Abyss

葉舞妖風

Abyss

 目を覚ますとそこは無音で物寂しい無何有の海の底だった。

 寝覚めを襲ったその事実に驚く間もなく、私は反射的に酸素を求めて必死で藻掻いた。けれど不思議と息苦しさは感じなかった。私は不審に思ったが、足元に自分のみすぼらしい体が横たわっているのが視界に入るとそれが徒労であることを悟った。

 死んだんだ、私。

 船の上で現実を突きつけられたときに死の覚悟はしていたが、こんな無残な自分の死にざまを見せられるのは勘弁してほしかった。

 フランスの片田舎で生まれ、口減らしのために故郷を追われた私は港町で水夫として雇われた。仕事が貰えるならと勧誘に二つ返事で了承したのだが、船旅の過酷さを目の当たりにした私は自らの選択をすぐに後悔した。他の水夫が何食わぬ顔でいる中で一人だけ船酔いに苦しめられ、食事は毎日塩気のないパンと豆のスープばかり。まともな寝床も与えられず、そのへんの甲板の上で寝転がる始末。それだけならまだしも、傷口がグロテスクに膿んでしまった水夫が、切除しなければもっとひどくなってしまうという船医者の判断から鉈で腕を切り落とされた。赤痢が蔓延して死人が出ると、不要な積荷だと言って死体を船の縁から海に投げ捨てた。

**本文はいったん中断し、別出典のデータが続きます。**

Issue #1838, opened 2025-10-22
Refactoring tracking issue


AdrianVovk:
In my reviews of #1819 and others I keep running into refactors we should do "in another PR", but it's getting rather difficult to keep track of them. So this issue is here to at least have them written down somewhere so we can track them.

- [ ] Find all the instances of `g_signal_connect` and make sure we replace them with `g_signal_connect_object` or otherwise find some way to ensure that we disconnect the signal handlers when the userdata is destroyed (otherwise unlucky timing might cause a user-after-free)

- [ ] Figure out what to do about the various portal implementations not having a library PREFIX and so it being impossible for us to `DEFINE_FINAL_CLASS`. This causes us to do gobject boilerplate manually, and prevents us from having type-checked casts and so on

- [ ] Once we figure out how to define the classes, we need to go through each portal and replace all the C casts with type-checked casts

- [ ] We need to go through all the portals and fix up their version number logic. See last few comments on https://github.com/flatpak/xdg-desktop-portal/pull/766

- [ ] We need to figure out how to shut down portals so that disposing the context is done only afterwards and it becomes safe to keep unowned references to the context

- [ ] Requests and Sessions are currently global but really belong to a XdpAppInfo

- [ ] A client disconnecting should be a signal on the XdpAppInfo

- [ ] D-Bus method call get dispatched in threads but a lot of the code seems to not take that into account. We need to either make things thread safe or remove the usage of threads.

- [ ] There are a lot raw D-Bus calls, property accesses, etc. which should be handled by a proxy

- [ ] Helper functions to obtain proxies to common `impl` objects, like `Request`s

- [ ] Unify the code style/formatting, and add a linter for it

- [ ] Use quarks/`g_object_get_qdata`/`g_object_set_qdata` instead of string access via `g_object_get_data`/`g_object_set_data`

- [ ] Unify error handling: use XDG_DESKTOP_PORTAL_ERROR consistently, return a generic XDG_DESKTOP_PORTAL_ERROR_FAILED on internal and impl errors

- [ ] Logging/warning should use a system where the API call that resulted in it is recorded. Something along the lines of traces with spans, possibly with journalctl structured logging.

PR #1911, opened 2026-02-20
Use peer-disconnect signal and attaching to XdpAppInfo

swick:
Includes https://github.com/flatpak/xdg-desktop-portal/pull/1879

### DIFF
--- a/document-portal/document-portal.c
+++ b/document-portal/document-portal.c
@@ -1506,6 +1506,7 @@ on_peer_disconnect (const char *name,
                     gpointer    user_data)
 {
   stop_file_transfers_for_sender (name);
+  xdp_app_info_registry_delete (app_info_registry, name);
 }
 
 static void


src/xdp-request.c
```diff
@@ -320,59 +347,3 @@ xdp_request_set_impl_request (XdpRequest         *request,
...
-                                   GCancellable *cancellable)
-{
-  const char *sender = (const char *)task_data;
-  GSList *list = NULL;
-  GSList *l;
-  GHashTableIter iter;
-  XdpRequest *request;
-
-  G_LOCK (requests);
-  if (requests)
```
AdrianVovk, line 337: Is this not the last real use of the `requests` global? So we can drop it?

src/xdp-session.c
```diff
@@ -316,6 +270,18 @@ xdp_session_authorize_callback (GDBusInterfaceSkeleton *interface,
...
 }
 
+static void
+on_peer_disconnect (XdpContext *context,
+                    const char *peer,
+                    gpointer    user_data)
+{
+  XdpSession *session = XDP_SESSION (user_data);
+
+  REQUEST_AUTOLOCK (session);
```
AdrianVovk: SESSION_AUTOLOCK

src/xdp-session-persistence.c
```diff
@@ -29,6 +29,37 @@ static GHashTable *transient_permissions;
 
 #define RESTORE_DATA_TYPE "(suv)"
 
+static void
+xdp_session_persistence_delete_transient_permissions_for_sender (const char *sender_name)
```
AdrianVovk: why keep this as a separate function?

src/usb.c
```diff
@@ -1563,23 +1545,6 @@ usb_new (XdpContext     *context,
   return usb;
 }
 
-void
-xdp_usb_delete_for_sender (XdpContext *context,
-                           const char *sender)
-{
-  GDBusInterfaceSkeleton *usb_skeleton =
-    xdp_context_get_portal (context, USB_DBUS_IFACE);
```
AdrianVovk, line 1568: Seems like this is the last use of xdp_context_get_portal, so we can drop it?

src/xdp-app-info-registry.c
```diff
@@ -72,6 +82,14 @@ xdp_app_info_registry_new (void)
                                                g_object_unref);
   g_mutex_init (&registry->app_infos_mutex);
 
+  if (context)
```
AdrianVovk: tbh, it's probably fine to leave this one as it was, given the weird special casing here. (Except, of course, keep the change above that calls `xdp_app_info_registry_delete` in the document-portal, that's a solid bug fix)

The previous approach, unlike most of the portals, wasn't using any global state. The context already keeps around a reference to the app_info_registry and will continue to do so

src/usb.c
```diff
@@ -251,20 +251,23 @@ usb_sender_info_from_app_info (XdpUsb     *self,
...
+      g_autoptr(UsbSenderInfo) sender_info_owned = NULL;
+
+      sender_info = sender_info_owned = usb_sender_info_new (sender, app_info);
+      g_hash_table_insert (self->sender_infos,
+                           g_strdup (sender),
+                           g_steal_pointer (&sender_info_owned));
     }
 
   g_assert (sender_info != NULL);
-  g_atomic_ref_count_inc (&sender_info->ref_count);
```
AdrianVovk, line 265: Looks like UsbSenderInfo doesn't need a reference count anymore, since it's always just gonna have one direct owner?

src/usb.c
```diff
@@ -72,7 +73,6 @@ struct _XdpUsb
   GHashTable *syspaths_to_ids;
 
   GHashTable *sessions;
-  GHashTable *sender_infos;
```
AdrianVovk, line 75: nit about the commit message: this wasn't using a global before

src/usb.c
```diff
@@ -247,36 +239,29 @@ usb_sender_info_new (const char *sender_name,
...
-  if (!sender_info)
-    {
-      g_autoptr(UsbSenderInfo) sender_info_owned = NULL;
-
-      sender_info = sender_info_owned = usb_sender_info_new (sender, app_info);
-      g_hash_table_insert (self->sender_infos,
-                           g_strdup (sender),
-                           g_steal_pointer (&sender_info_owned));
-    }
+  sender_info = g_object_get_data (G_OBJECT (app_info), "-xdp-usb-sender-info");
```
AdrianVovk, line 247: I was gonna suggest quarks, but it seems that most of the x-d-p codebase isn't using them so maybe it goes onto the "to refactor later" pile (i.e. #1838). What do you think?

src/usb.c
```diff
@@ -1563,23 +1545,6 @@ usb_new (XdpContext     *context,
   return usb;
 }
 
-void
-xdp_usb_delete_for_sender (XdpContext *context,
```
AdrianVovk, line 1564: You forgot to delete the prototype

src/usb.c
swick: We could, the question is if we should. Probably going to come in handy at some point.

src/usb.c
swick: Did that before but undid it again because I don't want to introduce unrelated changes and it certainly continues working, being ref-counted.

src/usb.c
swick: Yup!

swick:
@AdrianVovk ping

src/usb.c
AdrianVovk: Doesn't seem too unrelated, and saves having to clean it up later. Or confusion about why there's a refcount. But sure fine doesn't really matter in the grand scheme of things

src/usb.c
AdrianVovk: IDK, it's kinda global-state-y in a way that we're trying to move away from. But fine I don't think it's super important to drop it

PR #1913, opened 2026-02-23
A few small fixes for the remote desktop portal

whot:


data/org.freedesktop.impl.portal.RemoteDesktop.xml
```diff
@@ -162,6 +162,12 @@
 
           The device types that can be used for remote control. See the
           AvailableDeviceTypes property.
+
+        * ``restore_data`` (``(suv)``)
```
swick, line 175: I was just checking if this actually exists, and noticed that `handle_start` just ignores `arg_options` and always passes an empty vardict to the impl.

swick: Opps, looked at the options and not the results. So never mind this.

However, there are two `devices` here, and `stream` is documented in the impl but not the frontend. The impl also doesn't document `restore_data` and `persist_mode`.

whot: done, I think

PR #1914, opened 2026-02-23
Some minor fixes to session persistence

whot:
The first three commits from #1898, can be merged independently and there's no new protocol involved.


src/xdp-session-persistence.c
```diff
@@ -157,7 +157,7 @@ xdp_session_persistence_get_persistent_permissions (XdpSession *session,
   g_autoptr(GVariant) perms = NULL;
   g_autoptr(GVariant) data = NULL;
   g_autoptr(GError) error = NULL;
-  const char **permissions;
```
GeorgesStavracas, line 160: How about `g_auto(GStrv) permissions = NULL`  instead?

swick: `GStrv` gives you `g_strfreev` which is a deep free, which is wrong in this case.

PR #1915, opened 2026-02-24
doc: Add a list of specialists for different portal topics

swick:
The immediate reason for wanting this list is that the printing portal is constantly lacking reviewers who can judge protocol changes properly, but I'd be happy to add more people for more topics.

### DIFF
--- a/doc/merge-requirements.rst
+++ b/doc/merge-requirements.rst
@@ -68,3 +68,15 @@ Linyaps representative:
 - He YuMing
 - Iceyer
 - reddevillg
+
+Specialists
+-----------
+
+Portals cover a lot of different specialized topics. Committers might not be
+familiar with all of them, so it can make sense to defer to specialists in those
+topics, or in general get feedback from them. The list here should help you to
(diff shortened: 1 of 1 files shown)


doc/merge-requirements.rst
```diff
@@ -68,3 +68,15 @@ Linyaps representative:
...
 - Iceyer
 - reddevillg
+
+Specialists
+-----------
+
+Portals cover a lot of different specialized topics. Committers might not be
+familiar with all of them, so it can make sense to defer to specialists in those
+topics, or in general get feedback from them. The list here should help you to
+find and contact those specialists:
```
AdrianVovk, line 78: Should the specialist have to sign off on non-trivial changes to the portals they specialize in?

swick: I think the committers should use their own good judgement on when this makes sense. You'd have to rely on them for judging what a non-trivial change is anyway. Let's not add more bureaucracy without it proving necessary.

PR #1917, opened 2026-02-25
xdp: Use the same, strict check for valid dbus fd indexes

swick:
The file descriptor index we get from dbus callers can be negative as well, so let's always make sure we get an index which is actually in the GUnixFdList. While at it, let's use the same check for negative and positive checks (minus the inversion) so we don't even have to think about it.

### DIFF
--- a/src/clipboard.c
+++ b/src/clipboard.c
@@ -255,39 +255,27 @@ selection_write_done (GObject *source_object,
     {
       g_dbus_error_strip_remote_error (error);
       g_warning ("A backend call failed: %s", error->message);
+
+      g_dbus_method_invocation_return_error (invocation,
+                                             XDG_DESKTOP_PORTAL_ERROR,
+                                             XDG_DESKTOP_PORTAL_ERROR_FAILED,
+                                             "Internal error");
+      return;
     }
 
   out_fd_list = g_unix_fd_list_new ();
-
-  if (fd_handle)
+  if (!xdp_copy_fd_to_lists (fd_list, out_fd_list,
+                             g_variant_get_handle (fd_handle),
+                             &out_fd_id,
+                             &error))
     {
-      int fd_id = g_variant_get_handle (fd_handle);
+      g_warning ("Passing a fd from impl to frontend failed: %s",
+                 error->message);
 
-      if (fd_id < g_unix_fd_list_get_length (fd_list))
-        {
-          g_autofd int fd = -1;
-
-          fd = g_unix_fd_list_get (fd_list, fd_id, &error);
-
-          if (fd >= 0)
-            out_fd_id = g_unix_fd_list_append (out_fd_list, fd, &error);
-        }
-      else
-        {
-          g_set_error_literal (&error, XDG_DESKTOP_PORTAL_ERROR,
-                               XDG_DESKTOP_PORTAL_ERROR_INVALID_ARGUMENT,
-                               "Bad file descriptor index");
-        }
-    }
-
-  if (out_fd_id == -1)
-    {
-      g_dbus_method_invocation_return_error (
-        invocation,
-        XDG_DESKTOP_PORTAL_ERROR,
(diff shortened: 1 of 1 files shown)


src/clipboard.c
```diff
@@ -263,7 +263,7 @@ selection_write_done (GObject *source_object,
     {
       int fd_id = g_variant_get_handle (fd_handle);
 
-      if (fd_id < g_unix_fd_list_get_length (fd_list))
+      if (fd_id >= 0 && fd_id < g_unix_fd_list_get_length (fd_list))
```
orowith2os: This is a really small and stupid nit, but why not `if (fd_id && fd_id < g_unix...)`? would it not work the same?

orowith2os: Scratch that. I thought if would check for nonnegative values, not just if it's not zero.

src/gamemode.c
```diff
@@ -386,7 +386,7 @@ handle_call_in_thread_fds (XdpDbusGameMode       *object,
   g_autoptr(GTask) task = NULL;
   CallData *call_data;
 
-  if (fdlist == NULL || g_unix_fd_list_get_length (fdlist) != 2)
```
AdrianVovk, line 389: Why was this check here before? Do we know for sure that the `handle-*` signals will always give us a non-null GUnixFDList?

src/clipboard.c
AdrianVovk: This logic is repeated over and over and over again. Good candidate for a macro or inline function or something

AdrianVovk (changes requested):
Otherwise, LGTM

src/gamemode.c
swick: dbus call handlers and calls which have a UnixFdList as argument always get you a valid, non-NULL UnixFdList. But honestly, I don't want to touch gamemode, so I dropped it.

src/clipboard.c
swick: Put it in a `xdp_is_fd_list_index_valid` inline function.

src/clipboard.c
```diff
@@ -257,37 +258,24 @@ selection_write_done (GObject *source_object,
       g_warning ("A backend call failed: %s", error->message);
     }
 
-  out_fd_list = g_unix_fd_list_new ();
-
-  if (fd_handle)
```
AdrianVovk, line 262: Hmm, if the call above fails `fd_handle` will be NULL but this code will execute anyways. I don't think it's actually save to pass NULL into `g_variant_get_handle`

src/clipboard.c
```diff
@@ -422,30 +411,18 @@ selection_read_done (GObject *source_object,
...
```
AdrianVovk, line 427: Ditto here. Again lost NULL check that seems required

src/xdp-utils.c
```diff
@@ -1444,3 +1444,34 @@ xdp_map_tids (ino_t    pidns,
```
AdrianVovk, line 1444: minor: commit message is out of date. This commit no longer uses the new helper

src/clipboard.c
```diff
@@ -255,39 +255,27 @@ selection_write_done (GObject *source_object,
...
 
-  if (out_fd_id == -1)
-    {
-      g_dbus_method_invocation_return_error (
-        invocation,
-        XDG_DESKTOP_PORTAL_ERROR,
-        XDG_DESKTOP_PORTAL_ERROR_FAILED,
-        "Failed to append fd: %s",
-        error->message);
+      g_dbus_method_invocation_return_error (invocation,
```
AdrianVovk, line 275: I wonder if we should have a "log warning and return generic error" helper function. Or just a "return generic error" helper...

swick: I already went way off target here. I agree that it would make sense. Let's save it for when we rewrite the portals with libdex.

 私はあの絶海の中を進む地獄で生き残れなかったのだ。なんで死んでしまったのかはもうどうでもよかった。知りたくもない。ただ赤痢で死んだ水夫と同じように私の死体が海に投げ込まれて、それがこうして海の底に辿り着いた。その事実だけで十分だった。

 黄昏ていた私は光の届かない暗い空をふと見上げた。するとそこには満天の星空が広がっていて思わず息をのんだ。船の上にいたときは眺める余裕なんてなかったのだ。そういえば航海士さんが北極星っていうのを教えてくれたっけ。せっかくだから探してみようかなと思い目を凝らすと、星だと思っていたものが実は雪であることに私は気が付いた。見上げただけでは気づかなかったが、ゆっくりと優雅に舞い落ちている。こんな深海にも雪は降るだなんて世界にはまだまだ知らない不思議なことがあるんだなと私は思った。

 深海の雪が私の死体に積もりゆくのを眺めて孤独を紛らわしていた私の耳に甲高い、けれどどこか人懐っこい美しい歌声が飛び込んできた。ぎょっとした私が歌声の方に声を向けると悠々と泳いでいるクジラの姿があった。

 クジラさん、クジラさん。私にもその歌を教えて。

 寂しかったからなのだろうか。まだ自分の知らないことを知りたいと思ったのだろうか。私はそう叫ぶと一目散に駆け出した。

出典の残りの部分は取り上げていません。